Their first photo is a group shot and you have absolutely no idea which one they are. This is not an accident. Nobody accidentally makes a group photo their profile picture. That is a deliberate choice made by someone who either does not like how they look or knows that the most attractive person in that photo is not them. If they cannot lead with themselves, they are already hiding something before you even match.
Three words that say everything: just ask. That is not mysterious. That is not intriguing. That is someone who could not think of a single interesting thing to say about themselves and decided to make that your problem. A blank bio is laziness. A “just ask” bio is laziness dressed up as personality. We are not asking.
Every single photo is from the exact same angle. Same lighting. Same filter. Same energy. When someone only photographs well from one very specific position, that is not a preference. That is a strategy. And what it usually means is that those pictures are two to four years old and they are hoping you will not notice until you are already sitting across from them at dinner.
Whether the bio says “my ex ruined me” or “looking for someone my ex could not be,” the result is the same. You are already the third person in a situationship that has not officially ended. Nobody mentions their ex in a dating profile unless that person is still living rent-free in their head. Swipe left and let them work through it.
Tinder. Of all the apps. They chose Tinder, posted shirtless photos, filled out zero prompts, and put “not here for hookups” in the bio. The cognitive dissonance alone should be disqualifying. The app and the behavior are telling you one story. The bio is telling you another. Believe the app.
Just cars. Scenery. A sunset. A dog that has never seen them before in its life. And maybe one blurry photo from a concert in 2019 where you can sort of make out a jawline if you squint. We need to see you. The Dodge Charger is not a personality. The golden retriever is not yours. Show your face or stay off the app.
6’2″. That is the entire bio. Six foot two. As if height alone is a personality trait, a conversation starter, and a long-term compatibility indicator all at once. Height is fine. Height with zero emotional availability, no sense of humor, and nothing interesting to say about themselves is still a whole situation you do not want to be in.
They have nine photos. Their Spotify is linked. Their prompts are filled out. They answered every question in the profile builder. And their bio says they do not really use this app. The amount of effort required to create that profile versus the claim being made in the bio is one of the great contradictions of modern dating. They use the app. They just want you to think they do not need to.
You match. They send a greeting. Then within two messages they ask if you have Instagram or Snapchat and want to move the conversation there immediately. This is either a scammer running a script or someone who is very much not single and does not want a paper trail on a dating app where their partner might find them. Both options are equally bad. Neither one deserves a follow.

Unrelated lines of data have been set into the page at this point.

PR #1365, opened 2016-03-23
Add I2C_MUX and I2C_MUX_PCA954x and overlay to configure muxes

6by9:
Adds kernel configs for I2C muxes and a dt overlay for PCA9548
that adds the 8 muxed I2C buses and mux device.

i2c-mux.ko is 7898 bytes.
i2c-mux-pca954x.ko is 8668 bytes.
So neither is large.

Overlay loads PCA9548A on address 0x70 (can be addressed from 0x70 to 0x77) to add 8 extra I2C busses. I can't see an easy way to make the address configurable via a dt param and get it to modify the mux@70 section. Happy to change if there is an easy way.
I haven't worked out if there's a way to set the base /dev/i2cN node number, but not sure if that is necessary or not.


arch/arm/boot/dts/overlays/README
```diff
@@ -360,6 +360,11 @@ Params: i2c_gpio_sda            GPIO used for I2C data (default "23")
                                 (default "2" = ~100kHz)
 
 
+Name:   i2c-mux-pca9548a
+Info:   Adds support for an NXP PCA9548A I2C multiplexer on i2c_arm
+Load:   dtoverlay=i2c-mux-pca9548a
+Params: <None>
+
```
pelwell, line 368: You're going to need an extra blank line here. Sorry.

6by9, line 368: No problem.

6by9:
For context, this came out of forum thread https://www.raspberrypi.org/forums/viewtopic.php?f=44&t=140054

Extra blank line added and repo force updated.

pelwell:
To parameterise the address you could add the following (untested) bit of dts:

```
    __overrides__ {
        addr = <&i2cmux>,"reg:0";
    };
```

This would have the affect of changing the address, but without changing the name of the node. It's not ideal, but it's the best you can do for now.

6by9:
Thanks. I'd seen I could do that, but the mismatch caused me to hesitate. Do you think it's worth adding?

6by9:
Is it worth making this overlay always turn on i2c_arm too? I'm not sure what it'll do without the parent node (trying it now...)

pelwell:
> Do you think it is worth adding?

Yes, I do. When I get round to revamping the overrides syntax we can tidy up the result, but it would be good to have the facility there now.

> Is it worth making this overlay always turn on i2c_arm too?

Yes to this too. It just removes another source of user error.

It looks like /dev/i2c-\* numbering is working already, but if you want more control I've a feeling that the global I2C bus ID is derived from the Device Tree aliases, so try adding `i2c<n> = &<label on new i2c bus node>;`.

6by9:
> > Do you think it is worth adding?
> 
>  Yes, I do.

Done. You got it right even without testing.

It looks like i2c_arm gets enabled automatically by the current overlay, although I'm not too sure on the mechanism for how.

The numbering is working for me in that it takes the next available node numbers (3-10). I was trying to head off the weird situations where you want to avoid particular nodes. I'm not quite following you on the aliases section, so I think I'll skip that bit for now.

pelwell:
I've stripped the TABs from the README and merged it manually.

pelwell:
I also moved the changes to bcm2835_defconfig to bcmrpi_defconfig instead, and removed the whitespace at the end of the overlay.

6by9:
Thank you :-)
I can't say I fully understand device tree, but that wasn't too painful. I had a quick look at the alias stuff but it didn't fall into place, so it will have to remain as just assuming the next available /dev/i2cN numbers.

6by9:
Just in case I come back to it later, it looks like you are spot on with using aliases for naming based on http://www.spinics.net/lists/linux-i2c/msg18901.html
I obviously just got the incantation wrong.

PR #2281, opened 2017-11-20
RFC: Proper way to define BCM2836 interrupt polarity

lategoodbye:
Based on the discussion about [irq-bcm2836: Avoid "Invalid trigger warning"](https://marc.info/?l=linux-arm-kernel&m=151081530017240&w=2) i prepared this pull request for discussion, but not merging.

Since i don't know the right interrupt polarity, i will be happy about any corrections.

@popcornmix @pelwell @anholt @msperl


msperl:
One note: as of now I see some issues with level interrupts - at least on the RPI code!

My code contains a counter to see how often the irqhandler gets called.

On initialization of the device I get a single interrupt.

Here the counter inside the driver:
```
root@raspcm3:~# cat /sys/kernel/debug/mcp2517fd-can0/irq_calls
1
```
and here what /proc/interrupts shows:
```
root@raspcm3:~grep mcp251 /proc/interrupts 
182:       3732          0          0          0  pinctrl-bcm2835  16 Level     mcp2517fd
```

I wonder why this is the case - it is obviously consuming CPU unnecessarily - as if the level IRQ is not masked/disabled on the HW while the IRQ handler itself is running...

Should this handle this issue as well?

lategoodbye:
@msperl 
Yes, we should handle this, but not in this patch series. This applies only to the first level interrupt controller on BCM2836/2837.

pelwell:
@lategoodbye The whole concept of interrupt polarity for the BCM2836 (and BCM2835 for that matter) seems to be of academic interest only. None of the interrupt lines are exposed directly to the outside world, so the polarity is of no consequence. Any externally visible interrupts go through an intermediate hardware block (such as the GPIO controller), which is where the polarity is specified (unless the interface standard dictates a specific polarity).

I have no problem with the other changes - the use of _map to avoid the pre-registration hack - but let's 
be clear that the only reason for specifying an interrupt polarity is to keep that arch timer support quiet.

@msperl Are you using threaded IRQs (either explicitly or by deferring the interrupt processing to a workqueue)? If so, are you marking the interrupt as ONESHOT? That should result in the interrupt being masked until the handler has completed.

lategoodbye:
@pelwell Did you notice that my polarity values are different from your approach (set all to level low)? Looking at the other ARMv7 DTS shows that the PMU usually have a high level polarity. Where can we find these information?

pelwell:
Ask yourself this question: What changes in the hardware when I change the polarity in the DT?

msperl:
@pelwell: All I use is:
```
	ret = request_threaded_irq(spi->irq, NULL,
				   mcp2517fd_can_ist,
				   IRQF_ONESHOT | IRQF_TRIGGER_LOW,
				   DEVICE_NAME, priv);
```
but for all practical purposes I should be using IRQF_ONESHOT for flags only, as
a) the IRQ level is defined in the DT and if there is a mismatch, then it produces errors (see http://elixir.free-electrons.com/linux/latest/source/kernel/irq/manage.c#L1152)
b) even then in the same place ONE_SHOT may be cleared if the driver is declared ONE_SHOT_SAFE

So for all practical purposes I should be doing the "right" thing...

pelwell:
@msperl Your code is as I would expect it to be, so if you are seeing excessive interrupts then there is almost certainly a kernel problem.

There have been a number of interrupt-related issues recently so I'm keen to understand this behaviour. Can you create a new issue to track this, since we've drifted off-topic?

msperl:
Note that this observation is made against 4.9.35 right now, so going further up it may be slightly different... I just want the driver to work with the most common kernel in use right now ;)

msperl:
@pelwell: sorry, but that is an artifact - I forgot that interrupt counters did not get reset when the irq was requested (after module unload/reload)...
After a clean reboot I see expected behavior!

lategoodbye:
The main intension behind this patch series is to describe the hardware like the other ARM boards (even it seems to be academic interest) and avoid situation like a driver XY needs to know that a irq is edge or level triggered, but the DT don't provide these information. Fixing these arch timer warning is a nice side effect.

In case nobody wants to provide these super secret information, i will drop these series and fallback to Marc Zygnier's suggestion.

pelwell:
It is not super secret information, but I don't know the answer and can't know without asking somebody at Broadcom to read the Verilog.

Toss a coin and choose a value - it really makes no difference. Just like knowing whether audio phono leads are connected with red or white for the right channel, it's immaterial as long as both ends agree.

anholt:
All the interrupts between the blocks in the SOC that I've seen are high polarity.  Let's use that in general, if the DT value doesn't actually affect behavior.

lategoodbye:
So i would change the behavior of irq-bcm2836 in case there is no 2nd interrupt cell back to no polarity as before this patch. This would simplify things because in could use irq_domain_xlate_onetwocell() instead of open-code it.

PR #2282, opened 2017-11-21
enable sht3x module in kernel, add sht3x definition to i2c-sensor dts definition

ubergesundheit:
This pull request enables the `sht3x` kernel module which in turn can be enabled by specifying
```
dtoverlay=i2c-sensor,sht3x
```
in `config.txt`. The `dtoverlay` instruction also supports changing the i2c address which is used to read the sensor.


pelwell:
That looks fine as far as it goes, but I don't understand your comment:

>  The dtoverlay instruction also supports changing the i2c address which is used to read the sensor.

You can make the address selectable using the `addr` parameter by adding `,<&sht3x>,"reg:0"` to the `addr` `__overrides__` declaration and documenting the fact that the valid addresses are 0x44 and 0x45.

pelwell:
Also, the CONFIG_CRC8 config option is automatically selected when you select CONFIG_SENSORS_SHT3x, so don't include it in the defconfigs.

ubergesundheit:
It seems I had the address changes staged but forgot to commit and push ;)

pelwell:
One final nitpick - can you add SHT3x to the `addr` documentation?

ubergesundheit:
Ah my apologies. I've done this kind of pull request before but forgot everything 😅

ubergesundheit:
Thank you very much!

PR #2287, opened 2017-11-24
Rpi 4.7.y

srishtik:


pelwell:
I assume that was accidental - we won't be updating the 4.7 branch.

PR #2296, opened 2017-12-02
Updates for Pisound module code:

gtrainavicius:
- Merged 'Fix a warning in DEBUG builds' (1c8b82b).
- Updating some strings and copyright information.
- Fix for handling high load of MIDI input and output.
- Use dual rate oversampling ratio for 96kHz instead of single rate one.


pelwell:
That looks OK to me - the automated tests are happy, and I'm assuming you've tested it - but do you really want to change the Copyright date in this way? An older Copyright date is potentially better than a newer one if somebody else tries to also claim copyright over the code - "2016-2017" is safer.

gtrainavicius:
Makes sense, updated to 2016-2017, thank you for the feedback! :)

Yes, I have tested the changes on our side, so it should be good to go.

PR #2324, opened 2018-01-01
Add overlay for mcp3202 12 bit ADC

penfold42:


pelwell:
Thanks. I wish there was a neater way of handling the multiple bus and chip select combinations, but for now this is the best one can do.

penfold42:
I also wish there were a better way to handle the 10+ ADC chips the module supports without blindly cloning the existing overlay.

This was literally a sed -e s/3008/3202/g from the mcp3008 overlay

pelwell:
I'm hoping to get some time to improve this area, but it won't be soon.

Dloranger:
I think there is a problem with the MCP3202 (aka 12 bit ADC's) overlay. I think it inherited the 10 bit output instead of the 12 bit output as intended.  I have been using the 3008 overlay for some time and someone pointed out there is only 10 bit resolution so I loaded up the 3202 version to get the enhanced resolution, but the ADC is still reporting the same amplitude signals. 

Can you double check on this for me

12bit overlay
root@openrepeater:~# cat /sys/bus/iio/devices/iio\:device0/in_voltage1_raw
590

10bit overlay
root@openrepeater:~# cat /sys/bus/iio/devices/iio\:device0/in_voltage1_raw
581

here is how I am instating the part

#Enable mcp3208 (10 bit) adc overlay, MCP3202 is the only offered
dtoverlay=mcp3208:spi0-0-present,spi0-0-speed=3600000
#12bit dac, but works the same for the purposes of the overlay
#and drivers
#dtoverlay=mcp3202:spi0-0-present,spi0-0-speed=3600000

pelwell:
Both overlays are implemented by a single driver that understands the differences between the devices. The ADC conversion reading code includes this section:
```
	switch (device_index) {
	case mcp3001:
		*val = (adc->rx_buf[0] << 5 | adc->rx_buf[1] >> 3);
		return 0;
	case mcp3002:
	case mcp3004:
	case mcp3008:
		*val = (adc->rx_buf[0] << 2 | adc->rx_buf[1] >> 6);
		return 0;
	case mcp3201:
		*val = (adc->rx_buf[0] << 7 | adc->rx_buf[1] >> 1);
		return 0;
	case mcp3202:
	case mcp3204:
	case mcp3208:
		*val = (adc->rx_buf[0] << 4 | adc->rx_buf[1] >> 4);
		return 0;
```
Some added debug shows that the different overlays are activating the correct personalities of the driver:
```
[    7.538275] mcp320x_probe: 'mcp3008', 3
```
vs
```
[    7.495489] mcp320x_probe: 'mcp3202', 5
```
The number `3` corresponds to `mcp3008` in the switch statement  above, and `5` is `mcp3202`. In other words I think the overlay is working as it should, and the driver is treating the two devices differently.

Doh! Your overlay usage doesn't match your intentions - you are comparing `mcp3202` with `mcp3208`, another 12-bit device, while I think you wanted to compare it to `mcp3008`, which is indeed a 10-bit device that will show different results in the raw output.

Dloranger:
I just realized I had multiple copies of the dtoverlay in the config.txt file, the change I thought I was doing was getting stomped on in the other copy. I got that cleaned up and running the test again and things are behaving as expected now.  Sorry about the confusion here

root@openrepeater:~# cat /boot/config.txt | grep mcp3
#Enable mcp3008 adc overlay
dtoverlay=mcp3008:spi0-0-present,spi0-0-speed=3600000
root@openrepeater:~# cat /sys/bus/iio/devices/iio\:device0/in_voltage1_raw
600
root@openrepeater:~#


~~~~~~~

root@openrepeater:~# cat /boot/config.txt | grep mcp3
#Enable mcp3208 adc overlay
dtoverlay=mcp3202:spi0-0-present,spi0-0-speed=3600000
root@openrepeater:~# cat /sys/bus/iio/devices/iio\:device0/in_voltage1_raw
2681
root@openrepeater:~#

PR #2333, opened 2018-01-04
vcsm: Unify cache manipulating functions

Terminus-IMRC:
`vcsm` has four ioctl calls for cache flushing/cleaning/invalidating: `FLUSH`, `INVALID`, `CLEAN_INVALID`, `CLEAN_INVALID2`.
The operations are finally done by `dmac_{flush,clean,inv}_range()`, but the ioctl handlers used individual wrapper functions. This PR unifies them.

### DIFF
--- a/drivers/char/broadcom/vc_sm/vmcs_sm.c
+++ b/drivers/char/broadcom/vc_sm/vmcs_sm.c
@@ -331,8 +331,8 @@ static unsigned int vmcs_sm_usr_handle_from_pid_and_address(unsigned int pid,
 		list_for_each_entry(map, &sm_state->map_list, map_list) {
 			if (map->res_pid != pid)
 				continue;
-			if (!(map->res_addr <= addr &&
-						addr < map->res_addr + map->resource->res_size))
+			if (addr < map->res_addr ||
+						addr >= (map->res_addr + map->resource->res_size))
 				continue;
 
 			pr_debug("[%s]: global map %p (pid %u, addr %lx) -> usr-hdl %x (vc-hdl %x)\n",
--- a/drivers/char/broadcom/vc_sm/vmcs_sm.c
+++ b/drivers/char/broadcom/vc_sm/vmcs_sm.c
@@ -2990,7 +2990,7 @@ static long vc_sm_ioctl(struct file *file, unsigned int cmd, unsigned long arg)
 							op->block_count, op->block_size,
 							op->inter_block_stride, op->invalidate_mode);
 					if (ret)
-						goto out;
+						break;
 				}
 				kfree(block);
 			}
--- a/drivers/char/broadcom/vc_sm/vmcs_sm.c
+++ b/drivers/char/broadcom/vc_sm/vmcs_sm.c
@@ -1269,6 +1269,8 @@ static int clean_invalid_mem_2d(const void __user *addr,
 	}
 
 	switch (cache_op) {
+	case VCSM_CACHE_OP_NOP:
+		return 0;
 	case VCSM_CACHE_OP_INV:
 		op_fn = dmac_inv_range;
 		break;
@@ -1312,6 +1314,8 @@ static int clean_invalid_resource(const void __user *addr, const size_t size,
 		return 0;
 
 	switch (cache_op) {
+	case VCSM_CACHE_OP_NOP:
+		return 0;
 	case VCSM_CACHE_OP_INV:
 		stat_attempt = INVALID;
 		stat_failure = INVALID_FAIL;
@@ -2936,6 +2940,9 @@ static long vc_sm_ioctl(struct file *file, unsigned int cmd, unsigned long arg)
 				goto out;
 			}
 			for (i = 0; i < sizeof(ioparam.s) / sizeof(*ioparam.s); i++) {
+				if (ioparam.s[i].cmd == VCSM_CACHE_OP_NOP)
+					break;
+
 				/* Locate resource from GUID. */
 				resource =
 					vmcs_sm_acquire_resource(file_data, ioparam.s[i].handle);
@@ -2989,6 +2996,9 @@ static long vc_sm_ioctl(struct file *file, unsigned int cmd, unsigned long arg)
 					ret = clean_invalid_mem_2d((void __user*) op->start_address,
 							op->block_count, op->block_size,
 							op->inter_block_stride, op->invalidate_mode);
+					if (op->invalidate_mode == VCSM_CACHE_OP_NOP)
+						continue;
+
 					if (ret)
 						break;
 				}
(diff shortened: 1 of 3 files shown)


Terminus-IMRC:
Oh, should I propose this PR to `rpi-4.14.y` branch?

drivers/char/broadcom/vc_sm/vmcs_sm.c
```diff
@@ -276,7 +276,10 @@ static unsigned int vmcs_sm_vc_handle_from_pid_and_address(unsigned int pid,
 	/* Lookup the resource. */
 	if (!list_empty(&sm_state->map_list)) {
 		list_for_each_entry(map, &sm_state->map_list, map_list) {
-			if (map->res_pid != pid || map->res_addr != addr)
+			if (map->res_pid != pid)
+				continue;
+			if (!(map->res_addr <= addr &&
```
6by9: Seems a little obfuscated.
To my mind 
```
if (addr < map->res_addr || addr > (map->res_addr + map->resource->res_size))
   continue;
```
is more obvious.
(In a percentage of cases it is likely to be faster too, as it can avoid computing ```addr > (map->res_addr + map->resource->res_size)``` if ```addr < map->res_addr``` was true)

include/linux/broadcom/vmcs_sm_ioctl.h
```diff
@@ -79,6 +79,11 @@ enum vmcs_sm_cache_e {
 	VMCS_SM_CACHE_BOTH,
 };
 
+/* Cache functions */
```
6by9: Could you add either a comment that this relates to struct vmcs_sm_ioctl_clean_invalid cmd and struct vmcs_sm_ioctl_clean_invalid2 invalidate_mode, or move it to just before those structs?

drivers/char/broadcom/vc_sm/vmcs_sm.c
```diff
@@ -1256,61 +1256,106 @@ static const struct vm_operations_struct vcsm_vm_ops = {
...
-	pud_t *pud;
-	pmd_t *pmd;
-	pte_t *pte;
-	unsigned long pgd_next, pud_next, pmd_next;
+	size_t i;
+	void (*op_fn)(const void*, const void*);
 
-	if (addr >= end)
-		return;
+	if (block_size <= 0) {
```
6by9: Nit pick:
```if (!block_size)```
block_size is size_t = unsigned int, therefore it can never be < 0. Your comment already reflects this.

File: drivers/char/broadcom/vc_sm/vmcs_sm.c [hunk 4]
```diff
@@ -3006,36 +2985,12 @@ static long vc_sm_ioctl(struct file *file, unsigned int cmd, unsigned long arg)
...
-					for (j = 0; j < op->block_count; ++j) {
-						const char * const base = (const char *)op->start_address + j * op->inter_block_stride;
-						const char * const end = base + op->block_size;
-						op_fn(base, end);
-					}
+					ret = clean_invalid_mem_2d((void __user*) op->start_address,
+							op->block_count, op->block_size,
+							op->inter_block_stride, op->invalidate_mode);
+					if (ret)
+						goto out;
```
6by9: You leak ```block``` if you goto out here. break is fine.

(I have a cleanup pending to this file that removes a load of the ```goto out``` calls, as they're only doing the equivalent of running on, or break within the switch statement. I'll let your PR go through first, as long as it is functionally correct).

6by9 (changes requested):
One memory leak, and a couple of minor nit picks, otherwise it looks OK on a first pass.
@popcornmix You're more aware of where the vc-sm cache handling ioctl's are used. Any comments?

@pelwell 4.9 or 4.14? I guess it needs to be picked across to the other one anyway.

pelwell:
As you say, it needs cherry-picking either way, so you might as well keep this PR against 4.9.

Terminus-IMRC:
Thank you for reviewing!!

drivers/char/broadcom/vc_sm/vmcs_sm.c
Terminus-IMRC: Yeah, mine was obscure and not efficient. Fixed in https://github.com/raspberrypi/linux/pull/2333/commits/872f3ca2c4dd268bc6d537151435e45f16224b0e.

drivers/char/broadcom/vc_sm/vmcs_sm.c
Terminus-IMRC: I was writing the condition so that it can detect negative size if the size was unintentionally signed, but it's obviously unsigned here, so fixed in https://github.com/raspberrypi/linux/pull/2333/commits/872f3ca2c4dd268bc6d537151435e45f16224b0e.

drivers/char/broadcom/vc_sm/vmcs_sm.c
Terminus-IMRC: Thanks. It really leaks memory. Fixed in https://github.com/raspberrypi/linux/pull/2333/commits/4fd87fbe66417a4c44cf879617e3d1e9abf857f0.

include/linux/broadcom/vmcs_sm_ioctl.h
Terminus-IMRC: Thanks. I did both: https://github.com/raspberrypi/linux/pull/2333/commits/6e3cd4cb50ec8f19287a5b00ddd4563c6a6e255c

drivers/char/broadcom/vc_sm/vmcs_sm.c
Terminus-IMRC: (I changed the second condition of yours from `addr > (map->res_addr + map->resource->res_size)` to `addr >= (map->res_addr + map->resource->res_size)` because yours may match an neighboring map area.)

popcornmix:
I temporarily added this PR to 4.14 last night to get some testing in the Milhouse LibreELEC nightly builds. Unfortunately a number of people have reported a regression of video playback randomly hanging on startup. These commits were isolated as introducing the problem:
https://forum.kodi.tv/showthread.php?tid=298461&pid=2689109#pid2689109

Terminus-IMRC:
Thanks. It may be because the func is flushing a page which is not yet mapped by fault handler, according to [this reply](https://forum.kodi.tv/showthread.php?tid=298461&pid=2689209#pid2689209). I will implement page table walk which may solve the problem.

popcornmix:
Yes, CLEAN_INVALID2 was an optimised API for framebuffers that we know are contiguous and pinned on allocation.
Other buffers may only have pages pinned when first accessed.
Flushing a non-pinned page does fault, and the page table walk code does avoid that (but with a certain performance cost).

Terminus-IMRC:
So my changes are to flush/clean/inv correctly on CLEAN_INVALID and other minor stuffs, rather than unifying them... (Anyway, I keep going)

Terminus-IMRC:
Reverted to operate cache by walking page table for FLUSH, INVALID, CLEAN_INVALID ioctls. This should work with LibreELEC......

Terminus-IMRC:
I confirmed it's now fixed with LibreELEC!

popcornmix:
Last night's LibreELEC build included update patch and seems fine.

Terminus-IMRC:
Thanks for merging! Closing.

This one is in so many bios that it has become its own red flag category. Fluent in sarcasm means one of two things: they are perpetually negative and call it a sense of humor, or they are rude and have found a way to pre-excuse it before you even meet. Either way, they are telling you exactly who they are. Believe them.
You send a thoughtful opener. They say “haha.” You ask a follow-up question. They say “yeah.” You try one more time with something genuinely interesting. They say “lol.” This person is either talking to fifteen other people at once and you are not a priority, or they simply do not have the conversational skills to sustain a real connection. If they cannot hold a conversation during the talking stage when they are supposed to be trying to impress you, imagine what six months of texting them looks like.
Their profile says they are two miles away. You ask what part of the city they live in. They have never heard of any neighborhood you mention. The profile says Miami. The timezone says otherwise. The VPN is doing heavy lifting for someone who either lives in another country entirely or is in a relationship and does not want their location tracked. Either scenario ends the same way.Dating apps are genuinely one of the most humbling inventions of the last thirty years. They gave everyone access to everyone and then revealed that access and compatibility are two completely different things. The red flags were always there. The apps just made them easier to spot before you waste a whole dinner on them.
Swipe accordingly.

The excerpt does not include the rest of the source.